Despite the pearls my mother was discontent. I can say that with great assurance because the week before my first birthday, she left me with Grandma Lil while she ran some errands. "See you later, sweets," my mother is said to have called out to me as she walked out the door. She never returned.

A couple of days after she left, she mailed a brief letter postmarked New York to say she wasn't dead. I suppose that was the good news. The bad news was her certainty that I'd be better off without her. She wasn't coming back. Eventually, through the George Washington Plunkett Apartments' grapevine -- where someone knew someone on Bank Street in Greenwich Village who was the great-uncle of one of my mother's blabbier girlfriends -- Grandma Lil learned my mother had been keeping company with a guy whose first name sounded like Maumoon. His last name was some variation of Hussain, and he was said to be a bodyguard for the Consul of the Permanent Mission of the Republic of Maldives to the United Nations. My mother supposedly met him at a hot dog stand outside a B.B. King concert at the Fillmore East. Whether she'd actually run off to Suradiva with him or ditched him was anybody's guess.

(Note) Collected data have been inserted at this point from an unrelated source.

PR #3445, opened 2021-10-07
feat(LSP): Enable LSP to support early expiration

chrismaree:
**Motivation**

As part of doing more with the LPS, we require the ability to conditionally expire a contract early. This PR adds this ability to the LPS.

**Summary**

Adds a `requestEarlyExpiration` method to the LSP to enable early expiration. See code for more details.

**Testing**

- [X]  New unit tests created
- [ ]  Untested

### DIFF
--- a/packages/core/contracts/financial-templates/long-short-pair/LongShortPair.sol
+++ b/packages/core/contracts/financial-templates/long-short-pair/LongShortPair.sol
@@ -47,7 +47,7 @@ contract LongShortPair is Testable, Lockable {
         IERC20 collateralToken; // Collateral token used to back LSP synthetics.
         LongShortPairFinancialProductLibrary financialProductLibrary; // Contract providing settlement payout logic.
         bytes customAncillaryData; // Custom ancillary data to be passed along with the price request to the OO.
-        uint256 prepaidProposerReward; // Preloaded reward to incentivize settlement price proposals.
+        uint256 proposerReward; // Optimistic oracle reward amount, pulled from the caller of the expire function.
         uint256 optimisticOracleLivenessTime; // OO liveness time for price requests.
         uint256 optimisticOracleProposerBond; // OO proposer bond for price requests.
         FinderInterface finder; // DVM finder to find other UMA ecosystem contracts.
@@ -79,7 +79,7 @@ contract LongShortPair is Testable, Lockable {
 
     // Optimistic oracle customization parameters.
     bytes public customAncillaryData;
-    uint256 public prepaidProposerReward;
+    uint256 public proposerReward;
     uint256 public optimisticOracleLivenessTime;
     uint256 public optimisticOracleProposerBond;
 
@@ -124,7 +124,7 @@ contract LongShortPair is Testable, Lockable {
      *    - `collateralToken`: Collateral token used to back LSP synthetics.
      *    - `financialProductLibrary`: Contract providing settlement payout logic.
      *    - `customAncillaryData`: Custom ancillary data to be passed along with the price request to the OO.
-     *    - `prepaidProposerReward`: Preloaded reward to incentivize settlement price proposals.
+     *    - `proposerReward`: Preloaded reward to incentivize settlement price proposals.
      *    - `optimisticOracleLivenessTime`: OO liveness time for price requests.
      *    - `optimisticOracleProposerBond`: OO proposer bond for price requests.
      *    - `finder`: DVM finder to find other UMA ecosystem contracts.
@@ -161,7 +161,7 @@ contract LongShortPair is Testable, Lockable {
         );
 
         customAncillaryData = params.customAncillaryData;
-        prepaidProposerReward = params.prepaidProposerReward;
+        proposerReward = params.proposerReward;
         optimisticOracleLivenessTime = params.optimisticOracleLivenessTime;
         optimisticOracleProposerBond = params.optimisticOracleProposerBond;
     }
@@ -365,14 +365,17 @@ contract LongShortPair is Testable, Lockable {
     function _requestOraclePrice(uint256 requestTimestamp, bytes memory requestAncillaryData) internal {
         OptimisticOracleInterface optimisticOracle = _getOptimisticOracle();
 
-        // Use the prepaidProposerReward as the proposer reward.
-        if (prepaidProposerReward > 0) collateralToken.safeApprove(address(optimisticOracle), prepaidProposerReward);
+        // If the proposer reward was set then pull it from the caller of the function.
+        if (proposerReward > 0) {
+            collateralToken.safeTransferFrom(msg.sender, address(this), proposerReward);
+            collateralToken.safeApprove(address(optimisticOracle), proposerReward);
+        }
         optimisticOracle.requestPrice(
             priceIdentifier,
             requestTimestamp,
             requestAncillaryData,
             collateralToken,
-            prepaidProposerReward
+            proposerReward
         );
 
         // Set the Optimistic oracle liveness for the price request.
--- a/packages/core/test/financial-templates/long-short-pair/LongShortPair.js
+++ b/packages/core/test/financial-templates/long-short-pair/LongShortPair.js
@@ -1,7 +1,7 @@
 const hre = require("hardhat");
 const { web3 } = hre;
 const { getContract, assertEventEmitted } = hre;
-const { toWei, utf8ToHex, toBN, padRight } = web3.utils;
+const { toWei, fromWei, utf8ToHex, toBN, padRight } = web3.utils;
 const { assert } = require("chai");
 
 // Libraries and helpers
@@ -45,12 +45,12 @@ let store;
 
 let optimisticOracleLivenessTime = 7200;
 let optimisticOracleProposerBond = "0";
+let proposerReward = toWei("100"); // set to zero. test directly later.
 
 const startTimestamp = Math.floor(Date.now() / 1000);
 const expirationTimestamp = startTimestamp + 10000;
 const priceIdentifier = padRight(utf8ToHex("TEST_IDENTIFIER"), 64);
 const collateralPerPair = toWei("1"); // each pair of long and short tokens need 1 unit of collateral to mint.
-const prepaidProposerReward = toWei("100");
 const pairName = "Long Short Pair Test";
 
 describe("LongShortPair", function () {
@@ -136,7 +136,7 @@ describe("LongShortPair", function () {
       collateralToken: collateralToken.options.address,
       financialProductLibrary: longShortPairTestLibrary.options.address,
       customAncillaryData,
-      prepaidProposerReward,
+      proposerReward,
       optimisticOracleLivenessTime,
       optimisticOracleProposerBond,
       finder: finder.options.address,
@@ -144,13 +144,16 @@ describe("LongShortPair", function () {
     };
 
     longShortPair = await LongShortPair.new(constructorParams).send({ from: deployer });
-    await collateralToken.methods.mint(longShortPair.options.address, toWei("100")).send({ from: deployer });
 
     // Add mint and burn roles for the long and short tokens to the long short pair.
     await longToken.methods.addMember(1, longShortPair.options.address).send({ from: deployer });
     await shortToken.methods.addMember(1, longShortPair.options.address).send({ from: deployer });
     await longToken.methods.addMember(2, longShortPair.options.address).send({ from: deployer });
     await shortToken.methods.addMember(2, longShortPair.options.address).send({ from: deployer });
+
+    // Mint tokens to the deployer to pay for the proposer reward when calling expire.
+    await collateralToken.methods.mint(deployer, proposerReward).send({ from: deployer });
+    await collateralToken.methods.approve(longShortPair.options.address, proposerReward).send({ from: deployer });
   });
   describe("Basic Functionality", () => {
     it("Constructor params are set correctly", async function () {
@@ -167,7 +170,7 @@ describe("LongShortPair", function () {
         longShortPairTestLibrary.options.address
       );
       assert.equal(await longShortPair.methods.customAncillaryData().call(), customAncillaryData);
-      assert.equal(await longShortPair.methods.prepaidProposerReward().call(), prepaidProposerReward);
+      assert.equal(await longShortPair.methods.proposerReward().call(), proposerReward);
       assert.equal(await longShortPair.methods.optimisticOracleLivenessTime().call(), optimisticOracleLivenessTime);
       assert.equal(await longShortPair.methods.optimisticOracleProposerBond().call(), optimisticOracleProposerBond);
       assert.equal(await longShortPair.methods.enableEarlyExpiration().call(), false);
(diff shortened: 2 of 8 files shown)


packages/core/contracts/financial-templates/long-short-pair/LongShortPair.sol
```diff
@@ -269,66 +267,143 @@ contract LongShortPair is Testable, Lockable {
...
+    /**
+     * @notice Enables the LPS to request early expiration. This initiates a price request to the optimistic oracle at
+     * the provided timestamp with a modified version of the ancillary data that includes the key "earlyExpiration:1"
+     * which signals to the OO that this is an early expiration request, rather than standard settlement.
+     * @dev Will revert if: a) the contract is already early expire, b) it is after the expiration timestamp, c)
+     * early expiration is disabled for this contract, d) the proposed expiration timestamp is in the future.
+     * e) an early expiration attempt has already been made (in pending state).
+     * @param _earlyExpirationTimestamp timestamp at which the early expiration is proposed.
+     */
+    function requestEarlyExpiration(uint64 _earlyExpirationTimestamp)
```
chrismaree, line 279: hopefully this is simple enough. I think it's about as clean as we'll get it.

note that this does _not_ enable the requestor to propose a price at the same time. this was done intentionally to mimic the same flow with _all_ other settlement within uma contracts (i.e first settle is called and separately a price is proposed)

packages/core/contracts/financial-templates/long-short-pair/LongShortPair.sol
```diff
@@ -269,66 +267,143 @@ contract LongShortPair is Testable, Lockable {
...
+
+        emit EarlyExpirationRequested(msg.sender, _earlyExpirationTimestamp);
+    }
+
+    /**
+     * @notice Expire the LSP contract. Makes a request to the optimistic oracle to inform the settlement price.
+     * @dev Will revert if: a) the contract is already early expire, b) it is before the expiration timestamp or c)
+     * an expire call has already been made.
+     */
+    function expire() public nonReentrant() notEarlyExpired() postExpiration() {
```
chrismaree, line 300: this behaves the same as before, assuming the contract was not early expired

packages/core/test/financial-templates/long-short-pair/LongShortPair.js
```diff
@@ -115,8 +143,8 @@ describe("LongShortPair", function () {
       timerAddress: timer.options.address,
     };
 
-    longShortPair = await LongShortPair.new(constructorParams).send({ from: accounts[0] });
-    await collateralToken.methods.mint(longShortPair.options.address, toWei("100")).send({ from: accounts[0] });
+    longShortPair = await LongShortPair.new(constructorParams).send({ from: deployer });
```
chrismaree, line 146: more nits

packages/core/contracts/financial-templates/long-short-pair/LongShortPair.sol
```diff
@@ -40,6 +41,7 @@ contract LongShortPair is Testable, Lockable {
         uint64 expirationTimestamp; // Unix timestamp of when the contract will expire.
         uint256 collateralPerPair; // How many units of collateral are required to mint one pair of synthetic tokens.
         bytes32 priceIdentifier; // Price identifier, registered in the DVM for the long short pair.
+        bool enableEarlyExpiration; // Enables the LPS contract to be settled early.
```
nicholaspai, line 44: Can you replace all "LPS" in this contract with "LSP"? Sorry to nit pick...

packages/core/contracts/financial-templates/long-short-pair/LongShortPair.sol
```diff
@@ -52,32 +54,28 @@ contract LongShortPair is Testable, Lockable {
         address timerAddress; // Timer used to synchronize contract time in testing. Set to 0x000... in production.
     }
 
-    enum ContractState { Open, ExpiredPriceRequested, ExpiredPriceReceived }
-    // @dev note contractState and expirationTimestamp are declared in this order so they use the same storage slot.
-    ContractState public contractState;
+    bool public receivedSettlementPrice;
 
+    // Contract parametrization.
```
nicholaspai, line 59:
```suggestion
```

I don't think this comments help

packages/core/contracts/financial-templates/long-short-pair/LongShortPair.sol
```diff
@@ -269,66 +267,143 @@ contract LongShortPair is Testable, Lockable {
...
+     * @notice Generates a modified ancillary data that indicates the contract is being expired early.
+     */
+    function getEarlyExpirationAncillaryData() public view returns (bytes memory) {
+        return AncillaryData.appendKeyValueUint(customAncillaryData, "earlyExpiration", 1);
+    }
+
+    /**
+     * @notice Defines a special number that, if returned during an attempted early expiration, will cause the contract
+     * to do nothing and not expire. This enables the OO (and DVM voters in the case of a dispute) to choose to keep
+     * the contract running, thereby denying with the early settlement request.
```
nicholaspai, line 335:
```suggestion
     * the contract running, thereby denying the early settlement request.
```

packages/core/contracts/financial-templates/long-short-pair/LongShortPair.sol
```diff
@@ -223,23 +224,20 @@ contract LongShortPair is Testable, Lockable {
...
-            expiryPercentLong = Math.min(
-                financialProductLibrary.percentageLongCollateralAtExpiry(expiryPrice),
-                FixedPoint.fromUnscaledUint(1).rawValue
-            );
-            contractState = ContractState.ExpiredPriceReceived;
-        }
+        // Either time must have passed the expirationTimestamp (normal expiration) or it is before expirationTimestamp
+        // and early expiration is enabled enabled.
+        require(
+            getCurrentTime() > expirationTimestamp || (getCurrentTime() < expirationTimestamp && enableEarlyExpiration),
```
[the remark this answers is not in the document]
nicholaspai: I would have expected the RHS of the || in the `if` statement to look like: `getCurrentTime() < expirationTimestamp && getCurrentTime() >= earlyExpirationTimestamp && earlyExpirationTimstamp != 0`

packages/core/contracts/financial-templates/long-short-pair/LongShortPair.sol
```diff
@@ -223,23 +224,20 @@ contract LongShortPair is Testable, Lockable {
...
+            "Can not settle"
+        );
+
+        // Get the settlement price and store it. Also sets expiryPercentLong to inform settlement. Reverts if either:
+        // a) the price request has not resolved (either a normal expiration call or early expiration call) or b) If the
+        // the contract was attempted to be settled early but the price returned is the ignore oracle price.
+        if (!receivedSettlementPrice) getExpirationPrice();
```
nicholaspai, line 240: Why can't you check `expiryPrice == 0`?

packages/core/contracts/financial-templates/long-short-pair/LongShortPair.sol
```diff
@@ -269,66 +267,143 @@ contract LongShortPair is Testable, Lockable {
...
+    /**
+     * @notice If the earlyExpirationTimestamp is != 0 then a previous early expiration OO request might still be in the
+     * pending state. Check if the OO contains the ignore early price. If it does not contain this then the contract
+     * was early expired correctly. Note that _getOraclePrice call will revert if the price request is still pending,
+     * thereby reverting all upstream calls pre-settlement of the early expiration price request.
+     */
+    function isContractEarlyExpired() public returns (bool) {
+        return (earlyExpirationTimestamp != 0 &&
+            _getOraclePrice(earlyExpirationTimestamp, getEarlyExpirationAncillaryData()) !=
+            ignoreEarlyExpirationPrice());
```
mrice32, line 350: Does this mean that if someone triggers an invalid early expiration just before real expiration, they could delay real expiration for up to 4 days? I don't really have a suggestion, just double checking my thinking.

packages/core/contracts/financial-templates/long-short-pair/LongShortPair.sol
```diff
@@ -269,66 +267,143 @@ contract LongShortPair is Testable, Lockable {
...
-            optimisticOracleProposerBond
+        optimisticOracle.setBond(priceIdentifier, requestTimestamp, requestAncillaryData, optimisticOracleProposerBond);
+    }
+
+    // Fetch the optimistic oracle expiration price. If the timestamp is before expiration tries to fetch the
+    // early expiration timestamp and ancillary data. Else, fetch the price for the provided expiration timestamp and
+    // ancillary data. If the time is before the expiration timestamp (i.e early expiration) and the price is the ignore
+    // early expiration price then revert. This acts to block settlement on bad early expiration attempts.
+    function getExpirationPrice() internal {
+        if (getCurrentTime() < expirationTimestamp) {
```
mrice32, line 394: This condition strikes me a bit odd. It doesn't seem like this perfectly sorts between early and regular expiry (unless I'm missing something).

Couldn't the current time be after the expiration timestamp _even if_ we expired it early?

mrice32 (approved):
Looks awesome!

packages/core/contracts/financial-templates/long-short-pair/LongShortPair.sol
chrismaree: yes! that's not a nit pick sir, that's a great call out!

packages/core/contracts/financial-templates/long-short-pair/LongShortPair.sol
chrismaree: yup! normal settlement is blocked until such time that the early expiration settlement has concluded. I had the unit test: `Can not call expire (normal expiration) if an early expiration is pending or correctly passed` which validated that it's blocked in the way you describe.

However, you are describing a subset of this test which is the expiration happens _just before_ warrants an additional test. I'm going to add one now to add additional colour on this to be 100% sure it behaves the way you described here.

packages/core/contracts/financial-templates/long-short-pair/LongShortPair.sol
```diff
@@ -269,66 +267,143 @@ contract LongShortPair is Testable, Lockable {
...
+        returns (uint256 longTokens, uint256 shortTokens)
+    {
         return (longToken.balanceOf(sponsor), shortToken.balanceOf(sponsor));
     }
 
+    /**
+     * @notice Generates a modified ancillary data that indicates the contract is being expired early.
+     */
+    function getEarlyExpirationAncillaryData() public view returns (bytes memory) {
+        return AncillaryData.appendKeyValueUint(customAncillaryData, "earlyExpiration", 1);
```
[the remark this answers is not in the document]
nicholaspai: OH you're right, pls ignore

packages/core/contracts/financial-templates/long-short-pair/LongShortPair.sol
nicholaspai: Ah

packages/core/contracts/financial-templates/long-short-pair/LongShortPair.sol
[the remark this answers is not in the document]
nicholaspai: > This behaviour is the same as if it is post-expiration where in expire has been called but no price has been returned from the OO. In this case, you can enter the function (pas this require) and then getExpirationPrice will revert as there is not yet a price.

This was a really helpful comparison to think about, also worth adding a comment about.

packages/core/contracts/financial-templates/long-short-pair/LongShortPair.sol
nicholaspai: Can you add this comment above `receivedSettlementPrice`? Otherwise it seems redundant at first, until you realize 0 is a valid price.

packages/core/contracts/financial-templates/long-short-pair/LongShortPair.sol
```diff
@@ -223,23 +223,20 @@ contract LongShortPair is Testable, Lockable {
...
-            expiryPercentLong = Math.min(
-                financialProductLibrary.percentageLongCollateralAtExpiry(expiryPrice),
-                FixedPoint.fromUnscaledUint(1).rawValue
-            );
-            contractState = ContractState.ExpiredPriceReceived;
-        }
+        // Either time must have passed the expirationTimestamp (normal expiration) or it is before expirationTimestamp
+        // and early expiration is enabled enabled.
+        require(
+            getCurrentTime() > expirationTimestamp || (getCurrentTime() < expirationTimestamp && enableEarlyExpiration),
```
nicholaspai, line 232: nit: it's more readable IMO to have `enableEarlyExpiration` appear first in the && block of the RHS of the || block. It also might exit faster on average since that bool is easier to check than the "<" comparison.

chrismaree: sure.

packages/core/contracts/financial-templates/long-short-pair/LongShortPair.sol
```diff
@@ -269,66 +268,156 @@ contract LongShortPair is Testable, Lockable {
...
+        nonReentrant()
+        notEarlyExpired()
+        preExpiration()
+    {
+        require(enableEarlyExpiration, "Early expiration disabled");
+        require(_earlyExpirationTimestamp <= getCurrentTime(), "Only propose expire in the past");
+
+        earlyExpirationTimestamp = _earlyExpirationTimestamp;
+
+        _requestOraclePrice(earlyExpirationTimestamp, getEarlyExpirationAncillaryData());
```
mrice32, line 291: I think this breaks the reward system.

The deployer deposits a prepaid reward. That's only enough to reward a single proposer. If I run this multiple times, the contract will pay the reward multiple times, which will dip into the users' collateral.

At worst, this is an exploit where I can repeatedly request early expiry and resolve it to false (which would be correct) to steal the reward amount from the contract.

It also seems slightly odd that we don't bond the person who is requesting the early expiry. Not sure what the right solution is -- maybe it means we need to have the person propose a price as a part of this call. If we did that, we could also use the feature refundOnDispute in the OO that would refund the reward to the requester if the price request is disputed, which would ensure we would always have a reward for any follow-up requests.

Another solution is just to disable the reward on early expiries. That seems a bit inconsistent and strange, but it might be the simplest option.

packages/core/contracts/financial-templates/long-short-pair/LongShortPair.sol
mrice32: Can we not check the early expiration timestamp or something? Is there no state that tells us which one has been triggered so this flow is simplified? Could we take advantage of the normal expire function to wipe away any early expiry state that might be hanging around?

chrismaree: I've drastically simplified this. PTAL

packages/core/contracts/financial-templates/long-short-pair/LongShortPair.sol
chrismaree: this is a great point! I will solve this in a separate PR.

chrismaree: ended up fixing this in the same PR. now the caller of this method (and the expire method) pays the reward.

Getting back to my parents' photo: Despite its being an interior shot in a dark bar, my mother wore large sunglasses. Because she was on Chicky's lap, I couldn't gauge her height, but obviously I got my stature -- or lack of it -- from her. Also, since it was a black-and-white picture, she appeared to have shoulder-length charcoal gray hair and ivory lips. Chicky told me she was a "stunning redhead." Grandma Lil swore her hair was brown.

Through the years, I'd tinted the chiaroscuro photograph two ways. First, my mother has my color hair, red-highlighted brown; she's wearing a headband. Red-highlighted Mom isn't the least bit wooden. She's adorable, exuberant, doing such a fabulous adaptation of the Frug or the Monkey that all the other dancers have stopped to watch her. My other image is Sophisticated Mom, languid on a chaise longue in Cap d'Antibes, flaming hair dipping, Nicole Kidman-like, over one of her huge green eyes. (Mine are large and hazel, nice enough, but there has never been a sonnet extolling hazel eyes.)

I guess it's important to mention that just three weeks before my mother took off, Chicky also had to say his good-byes. He was making his first trip up the river, this time to the Downstate Correctional Facility, to serve four to six for grand larceny, to wit, stealing a five-carat diamond ring for my mother.

With good time, he returned when I was four. We moved out of Grandma's into a room with kitchen privileges in an apartment in the West Thirties. The bathroom only had a shower, so I had my baths in the kitchen sink. We stuck to each other like glue. Luckily, he loved as much as I did. I recall our TV had a screen so wide and luminous that it lit the entire room. I fell asleep most nights watching the colors flickering through my closed lids. I was convinced that if I concentrated, I'd be able to see whatever grown-up movie Chicky would be watching after my bedtime. How did we get such an extravagant TV? I suppose one of Chicky's high school friends -- men I knew as Uncle Denny, Uncle Moose, Uncle Chuy -- must have stolen the television for him as a Welcome Back, Chickman! gift.

"Amy babes," Chicky would ask every day, "what you want for lunch?" Naturally I was in on the joke, knowing that no matter what I said it would be macaroni and cheese -- whatever pasta he'd gotten on sale plus half a can of undiluted Campbell's Cheddar Cheese Soup. We'd share it, eating from the pot. Sadly, my father was back inside a little more than two years later. Grand larceny again. This time, assault as well.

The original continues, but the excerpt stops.